▶ **WHAT NEEDS TO BE DONE**: Would you please copy each line below that includes the string "into"?

▶ **Collected data**:
++++++++

PR #6179, opened 2025-10-22
get sidebar to use all available vertical space

spaceyuck:
The sidebar uses the full vertical space now if needed. The current solution is rather simple, long selectable option lists like tags or performers are show in full, and the whole sidebar is just scrollable (no more sub-scrolling). the section header and active inclussions and exclussions are sticky, so in the list currently scrolled out of, it's always visible whats currently being scrolled and what's already selected.

Screenshot_20260531_144331

The search input is really hard to get sticky, and would probably only be possible through Javascript nightmares.

I've tried keeping to individual lists scrollable, but that comes at various prices like lists getting tiny when multiple lists are open on small screens, or elements with only a few entries getting stretched when multiple are open (because they will always size equally through flexbox).

### DIFF
--- a/ui/v2.5/src/components/List/styles.scss
+++ b/ui/v2.5/src/components/List/styles.scss
@@ -214,6 +214,10 @@ input[type="range"].zoom-slider {
   }
 }
 
+.sidebar-saved-filter-list-container .saved-filter-list {
+  max-height: unset;
+}
+
 .sidebar-saved-filter-list-container .toolbar {
   align-items: center;
   display: flex;
@@ -618,8 +622,6 @@ ul.selectable-list {
 .folder-filter ul {
   list-style-type: none;
   margin-bottom: 0.25rem;
-  max-height: 300px;
-  overflow-y: auto;
   // to prevent unnecessary vertical scrollbar
   padding-inline-start: 0;
   padding-bottom: 0.15rem;
--- a/ui/v2.5/src/components/Shared/CollapseButton.tsx
+++ b/ui/v2.5/src/components/Shared/CollapseButton.tsx
@@ -44,8 +44,8 @@ export const CollapseButton: React.FC<React.PropsWithChildren<IProps>> = (
           <Icon icon={open ? faChevronDown : faChevronRight} fixedWidth />
           <span>{props.text}</span>
         </Button>
+        {props.outsideCollapse}
       </div>
-      {props.outsideCollapse}
       <Collapse in={open} {...props.collapseProps}>
         <div>{props.children}</div>
       </Collapse>
--- a/ui/v2.5/src/components/Shared/styles.scss
+++ b/ui/v2.5/src/components/Shared/styles.scss
@@ -1006,9 +1006,11 @@ button.btn.favorite-button {
   border-bottom: 1px solid $secondary;
 
   .collapse-header {
-    // background-color: $secondary;
-
+    background-color: $body-bg;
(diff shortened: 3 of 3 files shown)


WithoutPants:
This simplest way forward would be to remove (or override to `unset`) the `max-height` in `.sidebar-list-filter ul` and `.sidebar-saved-filter-list-container .saved-filter-list`. This would eliminate the internal scrollbars which admittedly are pretty gross.

If we were to take this approach, I'd want to do some sticky positioning of the section headers and ideally the search input for the section as well. This allows the user to easily filter on whatever criterion they are scrolling through, or close the section to peruse other sections.

WithoutPants:
Here's a quick and dirty prototype: https://github.com/WithoutPants/stash/tree/prototyping/sidebar-no-extra-scrollbars

The headers are stickied, but the search filter inputs are not. The behaviour when closing a scrolled section is a bit weird as well, but probably not enough to be a problem.

spaceyuck:
I played around a bit with that approach. I like scrolling the whole sidebar more than scrolling small individual lists, so definitely an improvement in my book.

Stacking multiple sticky elements is only possible with fixed offsets, unless you want to dive into JS solutions with dynamically calculating offsets and IntersectionObserver fun and the likes (possible, but painful). So essentially, stuff can only be sticky that's within the same element. 

I pulled the included / excluded item list into the collapse header, and now they sticky like the header itself, which seems very helpful when hunting for more items to filter with.
Screenshot_20251030_214825

The search box seems more problematic, since it's a couple of elements and components down the stack. I don't think it's possible to sticky the search box without restructuring things more (especially since the selected item lists make the already stick content dynamic in height), or going the JS route for dynamically calculating offsets always seems. But honestly, that level of effort seems overkill for the search box.

Gykes:
@spaceyuck Are you still around to fix this?

spaceyuck:
Yeah, U had lost sight of this a bit, but hopefully going to spend a bit more time on this soon, at the very least need to check how it's doing with the current state, and look at the whole responsive / mobile perspective too.

Already rebased it onto latest develop as a start.

spaceyuck:
I've tried one more time to get the flexbox magic to work sanely, but it doesn't look like it's possible, so I'm giving up on that approach.

Custom CSS if you just want to try it on your instance:
```
.sidebar {
  display: flex;
  flex-direction: column;
}
.sidebar .sidebar-search-container {
  display: flex;
  margin-bottom: 0.5rem;
}
.sidebar .sidebar-section {
  display: flex;
  flex-direction: column;
}
.sidebar .sidebar-section:has(.collapse.show) {
  flex-grow: 1;
  flex-shrink: 1;
}
.sidebar .sidebar-section > .collapse.show {
  display: flex;
  flex-direction: column;
  flex-grow: 1;
  flex-shrink: 1;
}
.sidebar .sidebar-section > .collapse.show > .queryable-candidate-list,
.sidebar .sidebar-section > .collapse.show > .sidebar-saved-filter-list-container {
  display: flex;
  flex-direction: column;
  flex-grow: 1;
  flex-shrink: 1;
}
.sidebar .sidebar-section > .collapse.show > .queryable-candidate-list > ul,
.sidebar .sidebar-section > .collapse.show > .sidebar-saved-filter-list-container > ul {
  flex-grow: 1;
  flex-shrink: 1;
  flex-basis: 0;
  max-height: max-content;
}
```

++++++++

▶ **WRITTEN SOLUTION**:
Stacking multiple sticky elements is only possible with fixed offsets, unless you want to dive into JS solutions with dynamically calculating offsets and IntersectionObserver fun and the likes (possible, but painful). So essentially, stuff can only be sticky that's within the same element. 
I pulled the included / excluded item list into the collapse header, and now they sticky like the header itself, which seems very helpful when hunting for more items to filter with.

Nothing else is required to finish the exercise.